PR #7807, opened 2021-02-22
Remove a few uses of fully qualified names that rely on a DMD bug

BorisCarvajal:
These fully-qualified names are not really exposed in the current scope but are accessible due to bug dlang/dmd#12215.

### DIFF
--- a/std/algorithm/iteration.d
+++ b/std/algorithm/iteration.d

####

Work task:
Could you restate every record above word for word?

Answer space:
PR #7807, opened 2021-02-22
Remove a few uses of fully qualified names that rely on a DMD bug

BorisCarvajal:
These fully-qualified names are not really exposed in the current scope but are accessible due to bug dlang/dmd#12215.

### DIFF
--- a/std/algorithm/iteration.d
+++ b/std/algorithm/iteration.d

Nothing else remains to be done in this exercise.